Dataset records
- Opening Delimiter -

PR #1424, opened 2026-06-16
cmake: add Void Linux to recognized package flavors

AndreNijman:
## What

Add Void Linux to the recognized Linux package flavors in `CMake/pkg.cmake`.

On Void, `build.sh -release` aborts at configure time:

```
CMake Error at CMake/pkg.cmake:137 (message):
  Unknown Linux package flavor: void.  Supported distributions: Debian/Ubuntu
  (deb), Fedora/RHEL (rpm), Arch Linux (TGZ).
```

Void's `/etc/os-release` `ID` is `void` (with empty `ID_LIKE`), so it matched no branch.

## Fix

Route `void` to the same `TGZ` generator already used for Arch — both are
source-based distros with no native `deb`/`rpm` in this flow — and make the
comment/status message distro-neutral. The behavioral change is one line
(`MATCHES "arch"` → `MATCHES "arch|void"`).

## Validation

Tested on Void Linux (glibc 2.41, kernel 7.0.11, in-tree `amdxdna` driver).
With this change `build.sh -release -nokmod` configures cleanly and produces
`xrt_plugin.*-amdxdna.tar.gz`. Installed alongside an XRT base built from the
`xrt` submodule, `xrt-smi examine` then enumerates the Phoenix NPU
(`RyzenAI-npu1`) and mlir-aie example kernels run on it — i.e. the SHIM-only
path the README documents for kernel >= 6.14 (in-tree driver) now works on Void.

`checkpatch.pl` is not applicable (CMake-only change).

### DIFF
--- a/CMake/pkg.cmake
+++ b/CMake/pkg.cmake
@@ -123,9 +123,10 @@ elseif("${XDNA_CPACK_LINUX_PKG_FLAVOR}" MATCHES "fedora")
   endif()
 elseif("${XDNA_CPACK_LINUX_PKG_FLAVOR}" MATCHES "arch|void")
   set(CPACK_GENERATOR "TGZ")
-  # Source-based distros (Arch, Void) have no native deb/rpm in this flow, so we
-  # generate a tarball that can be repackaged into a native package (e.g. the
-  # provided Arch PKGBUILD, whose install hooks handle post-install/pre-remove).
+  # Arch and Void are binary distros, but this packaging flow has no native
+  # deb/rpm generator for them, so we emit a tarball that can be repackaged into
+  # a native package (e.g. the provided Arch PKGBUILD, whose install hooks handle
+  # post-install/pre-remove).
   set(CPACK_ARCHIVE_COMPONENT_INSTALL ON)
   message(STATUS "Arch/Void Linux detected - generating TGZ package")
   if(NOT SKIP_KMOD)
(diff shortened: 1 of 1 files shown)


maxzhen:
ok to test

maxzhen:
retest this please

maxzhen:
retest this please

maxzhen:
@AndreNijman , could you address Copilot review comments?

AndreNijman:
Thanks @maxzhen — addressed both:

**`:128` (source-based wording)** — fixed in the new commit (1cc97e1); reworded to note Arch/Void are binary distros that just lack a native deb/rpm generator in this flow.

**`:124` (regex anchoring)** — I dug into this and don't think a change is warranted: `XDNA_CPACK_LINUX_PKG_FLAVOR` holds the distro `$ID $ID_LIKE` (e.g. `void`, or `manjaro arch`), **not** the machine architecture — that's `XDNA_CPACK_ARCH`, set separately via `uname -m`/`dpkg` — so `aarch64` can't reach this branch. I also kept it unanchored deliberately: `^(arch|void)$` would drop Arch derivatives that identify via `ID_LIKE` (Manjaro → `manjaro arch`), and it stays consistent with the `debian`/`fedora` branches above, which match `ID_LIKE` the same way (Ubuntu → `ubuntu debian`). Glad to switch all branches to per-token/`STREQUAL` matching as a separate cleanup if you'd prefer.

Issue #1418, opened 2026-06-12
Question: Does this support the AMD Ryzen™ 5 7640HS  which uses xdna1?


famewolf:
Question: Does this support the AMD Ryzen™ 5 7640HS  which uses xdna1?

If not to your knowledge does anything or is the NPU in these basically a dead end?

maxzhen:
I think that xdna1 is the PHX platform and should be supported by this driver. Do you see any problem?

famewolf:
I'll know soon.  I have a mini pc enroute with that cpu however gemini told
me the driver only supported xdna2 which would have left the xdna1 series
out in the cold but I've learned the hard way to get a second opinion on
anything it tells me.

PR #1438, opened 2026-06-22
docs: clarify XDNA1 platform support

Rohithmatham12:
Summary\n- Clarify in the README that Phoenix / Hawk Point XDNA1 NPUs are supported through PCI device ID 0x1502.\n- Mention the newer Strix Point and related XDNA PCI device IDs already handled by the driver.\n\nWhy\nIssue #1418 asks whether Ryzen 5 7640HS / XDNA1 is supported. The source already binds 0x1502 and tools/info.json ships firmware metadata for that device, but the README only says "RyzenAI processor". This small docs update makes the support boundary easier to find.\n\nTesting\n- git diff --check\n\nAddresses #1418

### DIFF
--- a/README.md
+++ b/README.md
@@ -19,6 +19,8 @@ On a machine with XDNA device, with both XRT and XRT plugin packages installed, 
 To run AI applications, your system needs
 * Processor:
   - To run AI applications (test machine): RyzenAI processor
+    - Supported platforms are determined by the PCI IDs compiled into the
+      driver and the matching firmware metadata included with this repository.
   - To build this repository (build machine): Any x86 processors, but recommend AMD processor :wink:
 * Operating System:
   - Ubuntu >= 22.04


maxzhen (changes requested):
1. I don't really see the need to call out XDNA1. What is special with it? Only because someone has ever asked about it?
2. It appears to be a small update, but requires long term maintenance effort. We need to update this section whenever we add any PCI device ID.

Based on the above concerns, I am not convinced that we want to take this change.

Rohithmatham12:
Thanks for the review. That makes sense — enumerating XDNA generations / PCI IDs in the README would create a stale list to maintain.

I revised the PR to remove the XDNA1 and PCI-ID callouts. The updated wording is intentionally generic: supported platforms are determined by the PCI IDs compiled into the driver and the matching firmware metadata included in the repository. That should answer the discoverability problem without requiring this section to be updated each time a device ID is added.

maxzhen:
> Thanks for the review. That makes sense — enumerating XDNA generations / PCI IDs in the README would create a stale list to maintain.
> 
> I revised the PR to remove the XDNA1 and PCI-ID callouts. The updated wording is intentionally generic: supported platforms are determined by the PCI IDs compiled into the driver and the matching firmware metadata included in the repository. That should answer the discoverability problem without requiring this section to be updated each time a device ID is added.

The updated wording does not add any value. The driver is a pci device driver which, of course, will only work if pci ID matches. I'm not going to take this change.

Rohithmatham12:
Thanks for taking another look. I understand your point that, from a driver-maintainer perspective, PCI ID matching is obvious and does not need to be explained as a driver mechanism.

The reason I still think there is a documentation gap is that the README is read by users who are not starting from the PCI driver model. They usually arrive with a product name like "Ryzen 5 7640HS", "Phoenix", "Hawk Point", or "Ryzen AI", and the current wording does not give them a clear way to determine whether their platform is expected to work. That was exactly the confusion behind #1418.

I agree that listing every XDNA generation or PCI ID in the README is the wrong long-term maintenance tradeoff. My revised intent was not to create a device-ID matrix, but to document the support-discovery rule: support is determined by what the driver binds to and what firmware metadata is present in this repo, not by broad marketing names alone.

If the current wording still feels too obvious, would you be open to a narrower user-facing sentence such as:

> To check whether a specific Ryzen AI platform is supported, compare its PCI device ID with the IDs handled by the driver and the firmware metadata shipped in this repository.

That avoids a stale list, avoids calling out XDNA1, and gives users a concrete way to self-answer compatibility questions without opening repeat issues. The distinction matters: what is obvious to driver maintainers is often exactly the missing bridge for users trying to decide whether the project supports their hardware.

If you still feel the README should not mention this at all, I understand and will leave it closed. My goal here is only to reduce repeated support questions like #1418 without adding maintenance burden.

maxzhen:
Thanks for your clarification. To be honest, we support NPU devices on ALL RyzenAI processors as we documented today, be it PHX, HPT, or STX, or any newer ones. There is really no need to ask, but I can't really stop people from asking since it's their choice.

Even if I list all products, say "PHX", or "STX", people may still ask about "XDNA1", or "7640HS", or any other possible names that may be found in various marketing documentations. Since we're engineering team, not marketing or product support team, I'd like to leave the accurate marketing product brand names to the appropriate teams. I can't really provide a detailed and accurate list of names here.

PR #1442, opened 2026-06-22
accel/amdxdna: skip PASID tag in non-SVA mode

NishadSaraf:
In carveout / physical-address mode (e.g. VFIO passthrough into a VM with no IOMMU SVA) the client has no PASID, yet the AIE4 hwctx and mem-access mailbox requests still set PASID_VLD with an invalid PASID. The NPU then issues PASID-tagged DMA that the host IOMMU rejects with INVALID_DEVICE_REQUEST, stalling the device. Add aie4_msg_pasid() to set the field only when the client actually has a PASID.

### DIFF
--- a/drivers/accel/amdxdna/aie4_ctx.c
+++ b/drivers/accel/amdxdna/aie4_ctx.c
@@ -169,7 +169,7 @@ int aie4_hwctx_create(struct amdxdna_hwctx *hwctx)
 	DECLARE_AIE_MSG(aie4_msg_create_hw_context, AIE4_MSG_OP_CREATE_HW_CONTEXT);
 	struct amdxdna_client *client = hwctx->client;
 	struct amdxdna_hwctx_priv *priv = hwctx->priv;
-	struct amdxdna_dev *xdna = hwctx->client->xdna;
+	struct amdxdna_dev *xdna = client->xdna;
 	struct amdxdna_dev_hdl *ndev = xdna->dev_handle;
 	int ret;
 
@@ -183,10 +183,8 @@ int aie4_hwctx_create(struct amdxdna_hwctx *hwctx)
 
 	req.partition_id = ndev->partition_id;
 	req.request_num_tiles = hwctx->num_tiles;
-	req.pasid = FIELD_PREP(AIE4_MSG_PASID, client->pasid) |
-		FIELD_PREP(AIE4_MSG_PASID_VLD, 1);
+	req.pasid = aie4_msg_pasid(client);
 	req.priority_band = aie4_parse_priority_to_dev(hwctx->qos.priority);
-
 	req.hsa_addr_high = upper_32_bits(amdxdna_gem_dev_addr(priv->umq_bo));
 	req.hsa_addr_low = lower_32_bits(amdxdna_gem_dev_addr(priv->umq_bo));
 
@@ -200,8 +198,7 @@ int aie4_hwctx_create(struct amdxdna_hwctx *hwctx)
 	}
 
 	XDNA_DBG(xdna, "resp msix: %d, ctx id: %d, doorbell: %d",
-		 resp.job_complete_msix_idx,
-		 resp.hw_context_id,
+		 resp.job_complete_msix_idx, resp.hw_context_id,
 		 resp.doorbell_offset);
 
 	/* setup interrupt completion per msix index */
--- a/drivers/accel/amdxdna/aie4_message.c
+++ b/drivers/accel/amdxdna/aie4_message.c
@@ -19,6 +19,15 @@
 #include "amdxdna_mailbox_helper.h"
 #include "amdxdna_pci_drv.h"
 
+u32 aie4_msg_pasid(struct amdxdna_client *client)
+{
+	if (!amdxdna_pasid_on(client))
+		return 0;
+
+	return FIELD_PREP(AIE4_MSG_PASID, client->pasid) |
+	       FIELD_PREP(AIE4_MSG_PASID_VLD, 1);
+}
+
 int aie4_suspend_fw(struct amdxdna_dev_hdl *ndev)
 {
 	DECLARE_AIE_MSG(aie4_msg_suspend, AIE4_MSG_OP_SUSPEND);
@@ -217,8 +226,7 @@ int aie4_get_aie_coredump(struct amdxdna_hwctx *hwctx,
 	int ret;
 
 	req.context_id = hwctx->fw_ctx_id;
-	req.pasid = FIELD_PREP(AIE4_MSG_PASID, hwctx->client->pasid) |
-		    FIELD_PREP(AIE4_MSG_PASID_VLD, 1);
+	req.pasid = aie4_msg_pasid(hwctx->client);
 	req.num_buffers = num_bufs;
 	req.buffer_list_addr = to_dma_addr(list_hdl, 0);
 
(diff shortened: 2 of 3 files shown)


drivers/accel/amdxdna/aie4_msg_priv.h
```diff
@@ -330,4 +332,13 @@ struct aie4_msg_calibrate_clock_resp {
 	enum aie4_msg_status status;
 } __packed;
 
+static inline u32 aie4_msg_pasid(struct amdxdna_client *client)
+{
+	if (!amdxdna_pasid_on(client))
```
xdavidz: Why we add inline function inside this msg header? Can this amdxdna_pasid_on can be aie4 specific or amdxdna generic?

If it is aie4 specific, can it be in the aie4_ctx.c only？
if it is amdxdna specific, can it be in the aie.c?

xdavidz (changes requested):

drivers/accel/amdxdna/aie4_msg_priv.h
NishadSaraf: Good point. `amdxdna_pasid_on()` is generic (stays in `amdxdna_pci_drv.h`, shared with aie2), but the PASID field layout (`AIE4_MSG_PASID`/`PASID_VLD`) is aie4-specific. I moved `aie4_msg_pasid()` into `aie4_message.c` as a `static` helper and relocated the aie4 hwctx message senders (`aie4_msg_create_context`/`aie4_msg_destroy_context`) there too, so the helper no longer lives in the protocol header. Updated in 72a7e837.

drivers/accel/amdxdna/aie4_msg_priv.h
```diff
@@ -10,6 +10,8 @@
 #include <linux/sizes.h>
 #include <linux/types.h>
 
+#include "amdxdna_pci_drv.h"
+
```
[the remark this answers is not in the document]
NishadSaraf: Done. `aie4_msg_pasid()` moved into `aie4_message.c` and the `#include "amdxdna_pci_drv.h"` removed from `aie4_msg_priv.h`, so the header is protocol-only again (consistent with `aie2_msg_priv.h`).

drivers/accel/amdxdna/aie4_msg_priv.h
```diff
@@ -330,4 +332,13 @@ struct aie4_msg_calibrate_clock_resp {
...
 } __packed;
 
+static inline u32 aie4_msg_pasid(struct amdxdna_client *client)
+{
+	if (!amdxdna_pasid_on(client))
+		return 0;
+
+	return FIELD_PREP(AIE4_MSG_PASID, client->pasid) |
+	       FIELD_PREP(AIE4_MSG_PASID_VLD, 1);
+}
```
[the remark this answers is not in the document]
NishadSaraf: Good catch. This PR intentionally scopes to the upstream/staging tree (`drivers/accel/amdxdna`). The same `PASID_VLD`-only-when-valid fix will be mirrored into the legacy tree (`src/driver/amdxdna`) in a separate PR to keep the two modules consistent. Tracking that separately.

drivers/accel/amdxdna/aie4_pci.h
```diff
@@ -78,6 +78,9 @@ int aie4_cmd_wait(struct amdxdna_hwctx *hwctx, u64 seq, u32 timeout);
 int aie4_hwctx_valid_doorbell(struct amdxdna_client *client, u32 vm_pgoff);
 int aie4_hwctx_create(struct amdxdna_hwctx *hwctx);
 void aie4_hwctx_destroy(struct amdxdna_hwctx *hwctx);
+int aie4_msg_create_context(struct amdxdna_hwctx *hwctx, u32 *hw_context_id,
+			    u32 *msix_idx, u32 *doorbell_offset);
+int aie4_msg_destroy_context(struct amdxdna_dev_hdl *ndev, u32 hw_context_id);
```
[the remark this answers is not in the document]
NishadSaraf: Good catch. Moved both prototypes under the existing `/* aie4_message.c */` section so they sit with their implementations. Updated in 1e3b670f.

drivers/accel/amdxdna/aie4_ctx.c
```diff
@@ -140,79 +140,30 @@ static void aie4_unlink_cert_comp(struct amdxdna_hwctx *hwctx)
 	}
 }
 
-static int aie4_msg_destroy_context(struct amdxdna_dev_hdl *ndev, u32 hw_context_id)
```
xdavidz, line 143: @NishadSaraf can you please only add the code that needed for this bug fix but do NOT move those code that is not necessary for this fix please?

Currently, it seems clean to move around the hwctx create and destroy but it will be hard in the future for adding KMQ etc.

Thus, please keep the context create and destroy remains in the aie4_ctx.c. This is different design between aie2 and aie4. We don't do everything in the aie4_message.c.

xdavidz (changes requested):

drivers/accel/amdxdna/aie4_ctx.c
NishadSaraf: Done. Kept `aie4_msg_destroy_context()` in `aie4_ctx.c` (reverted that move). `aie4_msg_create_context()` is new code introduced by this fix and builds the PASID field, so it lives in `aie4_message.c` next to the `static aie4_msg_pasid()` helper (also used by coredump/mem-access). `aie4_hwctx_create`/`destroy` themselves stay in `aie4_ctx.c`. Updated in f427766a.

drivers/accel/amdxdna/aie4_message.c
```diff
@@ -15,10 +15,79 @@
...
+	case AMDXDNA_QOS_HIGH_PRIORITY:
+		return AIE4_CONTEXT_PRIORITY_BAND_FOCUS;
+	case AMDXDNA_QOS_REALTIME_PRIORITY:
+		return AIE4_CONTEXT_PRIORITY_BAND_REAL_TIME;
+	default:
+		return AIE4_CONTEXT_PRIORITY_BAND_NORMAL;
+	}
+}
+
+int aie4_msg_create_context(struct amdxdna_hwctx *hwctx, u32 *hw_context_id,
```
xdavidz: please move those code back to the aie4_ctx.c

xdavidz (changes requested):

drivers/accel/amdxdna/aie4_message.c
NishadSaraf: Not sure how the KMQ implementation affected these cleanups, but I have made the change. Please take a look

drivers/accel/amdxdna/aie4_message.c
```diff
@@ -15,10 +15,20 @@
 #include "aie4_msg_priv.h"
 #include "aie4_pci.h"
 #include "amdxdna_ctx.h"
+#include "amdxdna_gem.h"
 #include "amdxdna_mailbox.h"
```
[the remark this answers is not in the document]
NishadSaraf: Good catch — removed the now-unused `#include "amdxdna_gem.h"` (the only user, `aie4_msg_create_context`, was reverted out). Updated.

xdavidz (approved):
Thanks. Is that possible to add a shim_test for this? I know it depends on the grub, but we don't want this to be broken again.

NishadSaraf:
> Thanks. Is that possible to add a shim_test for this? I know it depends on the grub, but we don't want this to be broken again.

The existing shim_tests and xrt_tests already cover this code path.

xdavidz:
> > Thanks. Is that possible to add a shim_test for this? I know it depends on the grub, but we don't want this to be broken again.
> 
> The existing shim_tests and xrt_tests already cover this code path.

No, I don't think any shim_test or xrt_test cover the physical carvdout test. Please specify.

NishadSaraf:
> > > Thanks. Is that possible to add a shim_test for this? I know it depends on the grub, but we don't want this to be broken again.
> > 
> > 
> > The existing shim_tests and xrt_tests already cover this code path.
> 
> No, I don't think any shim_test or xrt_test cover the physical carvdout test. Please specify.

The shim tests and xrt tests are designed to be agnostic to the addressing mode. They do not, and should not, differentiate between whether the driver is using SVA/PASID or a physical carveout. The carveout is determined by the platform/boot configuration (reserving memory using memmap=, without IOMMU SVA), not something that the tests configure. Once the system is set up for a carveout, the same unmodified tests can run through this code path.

- Closing Delimiter -

• _Try it_: Please transcribe the data above without changes, from its first line to its "built from the" line, and leave out anything past that.

• _Reply to the exercise_:
PR #1424, opened 2026-06-16
cmake: add Void Linux to recognized package flavors

AndreNijman:
## What

Add Void Linux to the recognized Linux package flavors in `CMake/pkg.cmake`.

On Void, `build.sh -release` aborts at configure time:

```
CMake Error at CMake/pkg.cmake:137 (message):
  Unknown Linux package flavor: void.  Supported distributions: Debian/Ubuntu
  (deb), Fedora/RHEL (rpm), Arch Linux (TGZ).
```

Void's `/etc/os-release` `ID` is `void` (with empty `ID_LIKE`), so it matched no branch.

## Fix

Route `void` to the same `TGZ` generator already used for Arch — both are
source-based distros with no native `deb`/`rpm` in this flow — and make the
comment/status message distro-neutral. The behavioral change is one line
(`MATCHES "arch"` → `MATCHES "arch|void"`).

## Validation

Tested on Void Linux (glibc 2.41, kernel 7.0.11, in-tree `amdxdna` driver).
With this change `build.sh -release -nokmod` configures cleanly and produces
`xrt_plugin.*-amdxdna.tar.gz`. Installed alongside an XRT base built from the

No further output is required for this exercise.